Note that F1 and F2 have the same waveform which proves that they are the same function. If you do not obtain the correct results, there must be an error in your design that you need to fix. In this example, if your results do not show that F1 and F2 are the same, there is an error in your design in the consensus module. Go back and fix it and repeat the steps to simulate the code.
Show your instructor your code and simulation results.
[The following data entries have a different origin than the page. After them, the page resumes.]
Issue #4852, opened 2022-12-22
job-list: some jobs do not have t_submit attribute


grondo:
I noticed this on corona. Some (older) jobs are missing the `t_submit` attribute. E.g.
``` 
grondo@corona212:~/git/flux-core.git$ flux jobs -no {t_submit} ƒkEuFtiMs5
flux-jobs: ERROR: invalid JobInfo attribute 't_submit'
 grondo@corona212:~/git/flux-core.git$ flux job list-ids ƒkEuFtiMs5 | jq
{
  "id": 5537405654270976,
  "userid": 6885,
  "urgency": 16,
  "priority": 159,
  "t_run": 1658937548.6476562,
  "t_cleanup": 1658938152.5519431,
  "t_inactive": 1658938164.2931011,
  "state": 64,
  "name": "sleep",
  "ntasks": 1,
  "ncores": 48,
  "duration": 0.0,
  "nnodes": 1,
  "ranks": "4",
  "nodelist": "corona293",
  "success": true,
  "exception_occurred": false,
  "result": 1,
  "expiration": 1659542348.0,
  "annotations": {
    "sched": {
      "queue": "default"
    },
    "user": {
      "uri": "ssh://corona293/var/tmp/grondo/flux-JpUjo4/local-0"
    }
  },
  "waitstatus": 0
}
```

AFAIK, all jobs should have the `t_submit` attribute. Since this seems to appear only on older jobs, I wonder if `job-list` drops this attribute for jobs on restart, or if a restart is at least somehow related.

chu11:
hmmm.  So in commit 9f7aa094e3533cb49c6bbd02c8535e7209aef31e

```
@@ -932,6 +932,8 @@ static struct job *eventlog_restart_parse (struct list_ctx *ctx,
         if (!strcmp (name, "submit")) {
             if (submit_context_parse (ctx->h, job, context) < 0)
                 goto error;
+        }
+        else if (!strcmp (name, "validate")) {
             update_job_state (ctx, job, FLUX_JOB_STATE_DEPEND, timestamp);
         }
         else if (!strcmp (name, "depend")) {
```

The `validate` event transitions to the DEPEND state and sets `t_submit`.  The eventlog for the job you list above has no `validate` event, so I guess run before we updated the system with this new change to the state machine.

So I guess the question is:

[...]

PR #4853, opened 2022-12-28
 job-list: separate t_submit / t_depend  calculation

chu11:
Problem: Prior to the introduction of the validate event in

https://github.com/flux-framework/flux-core/commit/9f7aa094e3533cb49c6bbd02c8535e7209aef31e

the t_submit and t_depend timestamps returned by job-list were
identical because the 'submit' timestamp lead to the DEPEND
state transition.  Both attribute names were supported for
convenience.

However, after the introduction of the 'validate' event, these two
values should be different.  t_submit should be associated with the
'submit' event.  t_depend should be associated with the 'validate'
event and transition to the DEPEND state.

This lack of a split between the two values resulted in data
errors for older jobs without a 'validate' event.  Without the
'validate' event job-list would never process that a t_submit/t_depend
timestamp ever occurred.  So job-list would not return a value of
t_submit/t_depend for any job without a 'validate' event.

Solution: Set t_submit and t_depend independently from each other.
t_submit is set all the time from the 'submit' event.  t_depend
is set on transition to the DEPEND state.  Therefore if a transition
to a DEPEND state does not occur, it will not be set.

On older jobs without a 'validate' event, t_depend may not be set as a
result.  However t_submit will be set on every job.

Fixes https://github.com/flux-framework/flux-core/issues/4852

### DIFF
--- a/src/modules/job-list/job_data.h
+++ b/src/modules/job-list/job_data.h
@@ -21,7 +21,8 @@
  *
  * associated eventlog entries when restarting
  *
- * t_depend - "submit"
+ * t_submit = "submit"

Also, print out and paste the code and simulation results into your lab report.
Questions
- Describe intuitively why the term BC is redundant in F1.
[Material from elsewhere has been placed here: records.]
PR #4855, opened 2023-01-03
libjob: deprecate flux_job_list() and flux_job_list_inactive()

chu11:
Per #4514 

I gave this issue another go around late last week.  The major gotcha is the auto-generation of python bindings to deprecated C functions, which we probably don't want to do.

Going back and forth with several options, I decided on the following approach.  Set

```
#ifndef FLUX_DEPRECATED
...
#endif
```

around deprecated C functions, so that the python scripts wouldn't generate those functions.

The big pro was that it was relatively easy, not a lot of changes, no major script updates to python bindings stuff.

The con is, well, that this is all it is.  Using the python `deprecated` decorator appears more for non-auto-generated stuff and would probably require a non-trivial amount of scripting hacks to add that in, especially for auto generated stuff.

Considered a special "blocklist" file for the python bindings, but given how cffi generates things (just slurps up the .h files) didn't seem the easiest to add either.

### DIFF
--- a/src/cmd/flux-job.c
+++ b/src/cmd/flux-job.c
@@ -1357,10 +1357,19 @@ int cmd_list (optparse_t *p, int argc, char **argv)
     else
         userid = getuid ();
 
-    if (!(f = flux_job_list (h, max_entries, "[\"all\"]", userid, states)))
-        log_err_exit ("flux_job_list");
+    if (!(f = flux_rpc_pack (h,
+                             "job-list.list",
+                             FLUX_NODEID_ANY,
+                             0,
+                             "{s:i s:[s] s:i s:i s:i}",
+                             "max_entries", max_entries,
+                             "attrs", "all",
+                             "userid", userid,
+                             "states", states,
+                             "results", 0)))
+        log_err_exit ("flux_rpc_pack");
     if (flux_rpc_get_unpack (f, "{s:o}", "jobs", &jobs) < 0)
-        log_err_exit ("flux_job_list");
+        log_err_exit ("flux job-list.list");
     json_array_foreach (jobs, index, value) {
         char *str;
         str = json_dumps (value, 0);
@@ -1399,10 +1408,20 @@ int cmd_list_inactive (optparse_t *p, int argc, char **argv)
     if (!(h = flux_open (NULL, 0)))
         log_err_exit ("flux_open");
 
-    if (!(f = flux_job_list_inactive (h, max_entries, since, "[\"all\"]")))
-        log_err_exit ("flux_job_list_inactive");
+    if (!(f = flux_rpc_pack (h,
+                             "job-list.list",
+                             FLUX_NODEID_ANY,
+                             0,
+                             "{s:i s:f s:i s:i s:i s:[s]}",
+                             "max_entries", max_entries,
+                             "since", since,
+                             "userid", FLUX_USERID_UNKNOWN,
+                             "states", FLUX_JOB_STATE_INACTIVE,
+                             "results", 0,
+                             "attrs", "all")))
+        log_err_exit ("flux_rpc_pack");
     if (flux_rpc_get_unpack (f, "{s:o}", "jobs", &jobs) < 0)
-        log_err_exit ("flux_job_list_inactive");
+        log_err_exit ("flux job-list.list");
     json_array_foreach (jobs, index, value) {
         char *str;
         str = json_dumps (value, 0);
--- a/src/modules/job-archive/job-archive.c
+++ b/src/modules/job-archive/job-archive.c
@@ -499,12 +499,26 @@ void job_archive_cb (flux_reactor_t *r,
                      void *arg)
 {
     struct job_archive_ctx *ctx = arg;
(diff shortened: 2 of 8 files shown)


t/t2260-job-list.t
```diff
@@ -438,9 +438,9 @@ test_expect_success 'flux job list-inactive w/ since -1 leads to error' '
 	grep "Invalid argument" list_inactive_error1.out
 '
 
-test_expect_success 'flux job list-inactive w/ count -1 leads to error' '
+test_expect_success HAVE_JQ 'flux job list-inactive w/ count -1 leads to error' '
```
grondo, line 441: We don't need `HAVE_JQ` anymore since b63aefdd5b20762e5fc05e52073ca16f7a9776cb.

But also, the test doesn't appear to use `jq` anyway?

src/modules/job-list/list.c
```diff
@@ -226,6 +226,11 @@ void list_cb (flux_t *h, flux_msg_handler_t *mh,
         errno = EPROTO;
         goto error;
     }
+    if (since < 0.) {
```
grondo, line 229: commit message suggestion: "ensure since is >= 0" doesn't parse without more context. Suggest "ensure since parameter >= 0"?

t/t2260-job-list.t
```diff
@@ -433,14 +433,14 @@ test_expect_success 'flux job list-inactive w/ count limits output of inactive j
 	test $count -eq 14
 '
 
-test_expect_success 'flux job list-inactive w/ since -1 leads to error' '
+test_expect_success HAVE_JQ 'flux job list-inactive w/ since -1 leads to error' '
```
grondo, line 436: Again, `HAVE_JQ` not necessary, but also appears no use of `jq` here?

src/cmd/flux-job.c
```diff
@@ -1357,10 +1357,19 @@ int cmd_list (optparse_t *p, int argc, char **argv)
     else
         userid = getuid ();
 
-    if (!(f = flux_job_list (h, max_entries, "[\"all\"]", userid, states)))
-        log_err_exit ("flux_job_list");
+    if (!(f = flux_rpc_pack (h,
+                             "job-list.list",
```
grondo, line 1361: Commit message: suggestion: `flux-job: do not call deprecated functions`

src/modules/job-archive/job-archive.c
```diff
@@ -499,12 +499,26 @@ void job_archive_cb (flux_reactor_t *r,
                      void *arg)
 {
     struct job_archive_ctx *ctx = arg;
-    char *attrs = "[\"userid\", \"ranks\", \"t_submit\", " \
-                   "\"t_run\", \"t_cleanup\", \"t_inactive\"]";
     flux_future_t *f;
 
-    if (!(f = flux_job_list_inactive (ctx->h, 0, ctx->since, attrs))) {
-        flux_log_error (ctx->h, "%s: flux_job_list_inactive", __FUNCTION__);
+    if (!(f = flux_rpc_pack (ctx->h,
```
grondo, line 504: Similar suggestion for the other commit message - instead of "remove flux_job_list() warnings", just "do not use flux_job_list()"? Eh, take or leave these suggestions.

src/common/libjob/test/job.c
```diff
@@ -115,46 +115,6 @@ void check_corner_case (void)
     ok (flux_job_submit_get_id (NULL, NULL) < 0 && errno == EINVAL,
         "flux_job_submit_get_id with NULL args fails with EINVAL");
 
-    /* flux_job_list */
```
grondo, line 118: Hm, it seems like we should be able to still run these tests against even deprecated functions. Maybe the right solution here is to suppress warnings about deprecated functions for this test only?

grondo:
Also, just noticed in the PR title: s/deprecated/deprecate/

t/t2260-job-list.t
chu11: agh sorry, rebase error, this PR was originally from before that HAVE_JQ removal

chu11:
re-pushed, fixing up things per the comments above.  The big notable change is the last commit, `-Wno-deprecated-declaration` is added ot the build of `libjob` `job` unit tests, to avoid warnings when running those tests.

grondo (approved):
LGTM!

vsoch:
hey @chu11 ! I'm working on the bindings tonight and found this commit https://github.com/flux-framework/flux-core/commit/0d08fb8340e29f03acab78ae8f708b01e1bccab6 and am going to try and mimic what I see in the Makefile (but I might have some questions!)

vsoch:
OK I think I figured it out - this is one of those preprocess flags for gcc, and it would look like this:
```console
Writing stage 1 clean header to /workspaces/flux-python/src/_core_clean.h
/usr/bin/gcc -E -D __attribute__(...)= -DFLUX_DEPRECATED(...)= /workspaces/flux-python/src/_core_clean.h -o /workspaces/flux-python/src/_core_preproc.h
```

vsoch:
And the warnings went away! It's magical! :sparkles:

Hint: Consider the other two terms AB and AC and the possible values of A. (Example: if A = 1, then F1 = BC + B. Is BC still needed?)
Exp #5.3 * Verilog HDL and Simulation II
Fill the boolean results for F1 = AB + BC + AC into the following truth table:
Table 5.3.1: Truth Table for F1 Boolean Expression
| A | B | C | F1 | minterm | Maxterm |
|---|---|---|---|---|---|
| 0 | 0 | 0 | m0 | M0 | |
| 0 | 0 | 1 | m1 | M1 | |
| 0 | 1 | 0 | m2 | M2 | |
| 0 | 1 | 1 | m3 | M3 | |
| 1 | 0 | 0 | m4 | M4 | |
| 1 | 0 | 1 | m5 | M5 | |
| 1 | 1 | 0 | m6 | M6 | |
| 1 | 1 | 1 | m7 | M7 |
Use ModelSim to implement the three functions for the majority voter in Verilog and run the simulation to verify that the three functions are the same.
F1 = AB + BC + AC
F2 = Sum of Minterms (determined in Exp #5.1 based on the Table 5.3.1)
F3 = Product of Maxterms (determined in Exp #5.1 based on the Table 5.3.1).
Follow the process outlined in Exp #5.2 to design your circuit in Verilog using gate-level modeling and to simulate your design. Show your instructor your code and simulation results. Also, print out and paste the code and simulation results into your lab report.
Questions
- What is the benefit of designing (and simulating) a circuit in a hardware description language (HDL) such as Verilog before building it in hardware?